Science  /  Book Excerpt

‘Candy Aspirin,’ Safety Caps, and the History of Children’s Drugs

The development, use, and marketing of medications for children in the 20th century.
Ad for children's aspirin.
Bayer/Reading Eagle

Unintended consequences

By the 1950s, low-dose, flavored aspirin was the number-one drug ingested by children, far outstripping its chief competitor, penicillin. Plough’s profits increased by double digits, in some years by as much as 50 percent.

If the narrative had ended here, the candy aspirin story would be a reification of American capitalism’s dynamism and societal benefits. But an unintended consequence soon appeared. Within a few years the American Academy of Pediatrics (AAP) documented a dramatic increase in aspirin poisoning in young children. The statistics seemed irrefutable: By 1951, three years after St. Joseph Aspirin for Children became available, preschool-age children represented 80 percent of aspirin deaths.

Plough’s marketing strategy had clearly worked: Children loved the taste of St. Joseph Aspirin for Children.

But nothing in Plough’s advertisements mentioned the importance of keeping it away from toddlers and preschoolers, and many parents may not have realized the threat from an overdose. They were undoubtedly horrified to learn that a toxic dose of aspirin could cause ringing in the ears, sleepiness, rapid and deep breathing, vomiting, and vision problems. An especially high dose could result in seizures, coma, even death.

Parents even sometimes inadvertently overdosed children. There was no mandate for a standardized children’s aspirin preparation. Each company decided how much acetylsalicylic acid to put in a tablet. St. Joseph, for example, sold a 1.25-grain tablet (80 mg), whereas Bayer’s was 2.5 grains (160 mg). Parents needed to read each label carefully. This confusion worried the AAP, which publicized the problem. As soon as the organization reported that 50 percent of accidents in children were poison-related, pediatricians, nurses, and public-health officials began tracking all accidental ingestions in children. In most instances, aspirin topped the list.

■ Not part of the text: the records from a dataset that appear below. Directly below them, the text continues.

PR #308, opened 2018-12-14
add a man page

poettering:


TODO.md
```diff
@@ -0,0 +1,24 @@
...
+
+* allow passing env vars
+
+* mkosi --all (for building everything in mkosi.files/)
+
+* --architecture= is chaos: we need to define a clear vocabulary of
+  architectures that can deal with the different names of
+  architectures in debian, fedora and uname.
+
+* --boot-protocols=/BootProtocols= should be stricter and refuse
```
lucasdemarchi: isn't it doing that already? Last time I tried it was.

mkosi
```diff
@@ -690,6 +690,16 @@ def mkfs_btrfs(label: str, dev: str) -> None:
     run(["mkfs.btrfs", "-L", label, "-d", "single", "-m", "single", dev], check=True)
 
 
+def mkfs_generic(args: CommandLineArguments, label: str, mount: str, dev: str) -> None:
+
```
lucasdemarchi: annoying extra blank line that just got removed in a recent commit from other functions. So we may want to avoid adding them on new commits.

lucasdemarchi:
Some trivial comments above, otherwise LGTM. I'll leave it up to you to merge it as is and fix on top or to fix it in this PR.

Some of the fixes conflict with #295 (they were actually done there as well). It would be good to know if that's good to go after rebasing on this one so we don't keep getting new conflicts.

TODO.md
poettering: ah, true, i was confused that it was not implemented as Enum (though probably should be)

poettering:
Force pushed a new version: rebase and with all of @lucasdemarchi's issues addressed, hopfeully. PTAL!

fsateler:
What command is needed to build mkosi.1 from mkosi.md ? It'd be nice if there was a script invoking the tool with the right parameters (if any)

poettering:
Use pandoc.

yeah, there should be a hookup for that in setup.py, but I couldn't figure out how to do that, and docs for this appear pretty much non-existant? Or maybe I am just bad at google... happy to merge a patch for that...

fsateler:
I used `pandoc -f markdown -t man mkosi.md -o mkosi.1`, but the result is not very nice:

image

PR #309, opened 2018-12-15
add new "mkosi -a" switch for building all images in mkosi.files/

poettering:
This comes without documentation for now, I'll add it later as soon as #308 is fixed.


poettering:
Force pushed a new version with the commit msg fixed, ptal!

Issue #252, opened 2018-05-30
systemd-tmpfiles-clean.service removes files while an image is created


michaelolbrich:
mkosi failed for me because part of the OS tree was deleted while creating the image:
The files created in /var/tmp/mkosi-* are older than 30 days. systemd-tmpfiles-clean.service started while I created the image and deleted most of the OS tree.

It seems to me, that /var/tmp is a bad choice for the temporary directory.

poettering:
Fix waiting in #319

PR #319, opened 2019-01-18
mkosi: take a BSD lock on the workspace directory while running

poettering:
This makes use of the new logic here:

https://github.com/systemd/systemd/pull/11482

(And on older systems has no effect, but that shouldn't hurt either)

Fixes: #252

### DIFF
--- a/mkosi
+++ b/mkosi
@@ -4242,6 +4242,11 @@ def build_stuff(args: CommandLineArguments) -> None:
     setup_package_cache(args)
     workspace = setup_workspace(args)
 
+    # Make sure tmpfiles' aging doesn't interfere with our workspace
+    # while we are working on it.
+    dir_fd = os.open(workspace.name, os.O_RDONLY|os.O_DIRECTORY|os.O_CLOEXEC)
+    fcntl.flock(dir_fd, fcntl.LOCK_EX)
+
     # If caching is requested, then make sure we have cache images around we can make use of
     if need_cache_images(args):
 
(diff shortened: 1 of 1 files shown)


mkosi
```diff
@@ -4307,6 +4312,7 @@ def build_stuff(args: CommandLineArguments) -> None:
     if root_hash is not None:
         print_step(f'Root hash is {root_hash}.')
 
+    del dir_fd
```
lucaswerkmeister: Shouldn’t we `os.close(fd)` instead? As far as I can tell, `os.open` returns a plain `int`, so deleting it won’t have any special effect.

mkosi
```diff
@@ -4243,6 +4243,11 @@ def build_stuff(args: CommandLineArguments) -> None:
     setup_package_cache(args)
     workspace = setup_workspace(args)
 
+    # Make sure tmpfiles' aging doesn't interfere with our workspace
+    # while we are working on it.
+    dir_fd = os.open(workspace.name, os.O_RDONLY|os.O_DIRECTORY|os.O_CLOEXEC)
+    fcntl.flock(dir_fd, fcntl.LOCK_EX)
```
lucaswerkmeister: Should this include `fcntl.LOCK_NB`? If a lock is already held on the directory for some reason, it’s probably better for us to proceed (and risk that the other lock is released before we’re done, making us vulnerable to the tmpfiles cleanup again) than block until the other lock is released (we have no idea when that would be).

poettering: well, the idea is that if tmpfiles is currently iterating through our directory, then we should wait until it is finished with that before we start using the directory. hence it should be a blocking open

mkosi
poettering: indeed

poettering:
force pushed a new version. only change: use "os.close()" instead of "del" for the fd.

PTAL!

PR #326, opened 2019-02-14
support for "xbootldr" partitions

poettering:
This implements the ability to optoinally create "xbootldr" partitions, as defined in the boot loader spec.

This goes nicely with https://github.com/systemd/systemd/pull/11701


lucasdemarchi:
LGTM but I guess it's better to wait the support be merged in systemd

poettering:
the systemd side has been merged now. Since @lucasdemarchi liked this PR otherwise, let's merge!

PR #328, opened 2019-02-19
Turn root into a mountpoint

lucasdemarchi:
By doing this we can safely rely on mount --recursive doing the right
thing.

This is the alternative to the revert commit in #307

### DIFF
--- a/mkosi
+++ b/mkosi
@@ -917,16 +917,15 @@ def mount_image(args: CommandLineArguments,
                 home_dev: Optional[str],
                 srv_dev: Optional[str],
                 root_read_only: bool = False) -> Generator[None, None, None]:
-    if loopdev is None:
-        yield None
-        return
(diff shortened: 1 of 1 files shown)


mkosi
```diff
@@ -917,16 +917,16 @@ def mount_image(args: CommandLineArguments,
...
-    if loopdev is None:
-        yield None
-        return
-    assert root_dev is not None
-
     with complete_step('Mounting image'):
         root = os.path.join(workspace, "root")
 
-        if args.output_format != OutputFormat.gpt_squashfs:
+        print(root_dev)
```
poettering: leftover from debugging?

poettering:
looks good to me, except for the debug log msg that appears left by accident

mkosi
lucasdemarchi: fixed, thanks

PR #329, opened 2019-02-24
Minor improvements

afreof:
Improve some details that pylint complained about.


keszybz:
OK. Generally, I think it's acceptable to have a local variable that overrides some obscure global, but it seems to come up again and again, so I guess it's better to rename those variables.

PR #330, opened 2019-02-24
Improve args parsing

afreof:
Improve argument parsing and mkosi.default files loading as already dicussed in [#295](https://github.com/systemd/mkosi/pull/295).

Bugfix: This PR delegates mkosi.default file loading to python's ArgumentParser. This allows to override settings from unlimited number of mkosi.default.d files as well as from command line arguments. This approach also fixes some issues with type conversion for settings loaded from mkosi.default files.

Add pytest based tests for command line arguments and mkosi.default files parsing. pytest is called by ci/semaphore.sh.

Feature: It's possible to remove items from a comma separated list argument (e.g. a package).

### DIFF
--- a/.gitignore
+++ b/.gitignore
@@ -1,10 +1,13 @@
 *.cache-pre-dev
 *.cache-pre-inst
+.cache
 .mypy_cache/
+.project
+.pydevproject
+.pytest_cache/
 /.mkosi-*
 /SHA256SUMS
 /SHA256SUMS.gpg
-/__pycache__
 /build
 /dist
 /image
@@ -18,4 +21,4 @@
 /mkosi.extra
 /mkosi.nspawn
 /mkosi.rootpw
-.mypy_cache/
+__pycache__
--- a/mkosi
+++ b/mkosi
@@ -3054,7 +3054,7 @@ def create_parser() -> argparse.ArgumentParser:
     group.add_argument('-d', "--distribution", choices=Distribution.__members__, help='Distribution to install')
     group.add_argument('-r', "--release", help='Distribution release to install')
     group.add_argument('-m', "--mirror", help='Distribution mirror to use')
-    group.add_argument("--repositories", action=CommaDelimitedListAction, dest='repositories',
+    group.add_argument("--repositories", action=CommaDelimitedListAction, dest='repositories', default=[],
                        help='Repositories to use', metavar='REPOS')
     group.add_argument('--architecture', help='Override the architecture of installation')
 
@@ -3101,6 +3101,7 @@ def create_parser() -> argparse.ArgumentParser:
                        help='Install documentation')
     group.add_argument('-T', "--without-tests", action=BooleanAction, dest='with_tests', default=True,
                        help='Do not run tests as part of build script, if supported')
+    group.add_argument("--with-tests", action=BooleanAction, default=True, help=argparse.SUPPRESS)  # Compatibility option
     group.add_argument("--cache", dest='cache_path', help='Package cache path', metavar='PATH')
     group.add_argument("--extra-tree", action='append', dest='extra_trees', default=[],
                        help='Copy an extra tree on top of image', metavar='PATH')
@@ -3108,7 +3109,8 @@ def create_parser() -> argparse.ArgumentParser:
                        help='Use a skeleton tree to bootstrap the image before installing anything', metavar='PATH')
     group.add_argument("--build-script", help='Build script to run inside image', metavar='PATH')
     group.add_argument("--build-sources", help='Path for sources to build', metavar='PATH')
-    group.add_argument("--build-dir", help='Path to use as persistent build directory', metavar='PATH')
+    group.add_argument("--build-dir", help=argparse.SUPPRESS, metavar='PATH')  # Compatibility option
+    group.add_argument("--build-directory", dest='build_dir', help='Path to use as persistent build directory', metavar='PATH')
     group.add_argument("--build-package", action=CommaDelimitedListAction, dest='build_packages', default=[],
                        help='Additional packages needed for build script', metavar='PACKAGE')
     group.add_argument("--postinst-script", help='Postinstall script to run inside image', metavar='PATH')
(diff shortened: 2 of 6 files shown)


afreof:
No idea why, but the order of the commits got messed up in this view. [Here, the order is correct.](https://github.com/afreof/mkosi/commits/improve-args-parsing)

bustervill:
Various true/false options that are set in mkosi.default are not respected by the master branch, but work correctly with the code in this PR.

I found 2 visible differences in behaviour:

-   When running with `-i` I get:

    ```
    mkosi: error: argument -i/--incremental: Invalid literal for bool(): 'summary'
    ```

    i.e. now I have to run it with `-i yes`

-   The `KernelCommandLine=` option in mkosi.default no longer works with multi-line entry, like the `Packages=` option does.

afreof:
Thank you very much for the feedback.
Since -i optionally consumes a parameter the parser tries to consume the next parameter as bool. Since "summary" does not start with "-" it is treated valid which turns out to -i=summary. The fix is almost ready.
I guess the solution to the second problem is almost ready, too. I've found a way to reuse Python's configparser module instead of my handwritten ini file parser.

afreof:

Despite evidence mounting in the news media and professional literature, as well as from FDA field agents, the aspirin industry, with Plough in the lead, denied any safety problem with children’s aspirin. If any action was needed at all, Plough executives argued, it was simply parental education.

Other companies in that market agreed. Just as the tobacco industry had begun doing with regard to health risks from cigarettes, aspirin manufacturers shaped the debates concerning aspirin poisoning using similar tactics. Any problems resulting from product use were the fault of the individual, not the product; in the case of aspirin, this meant poor parenting.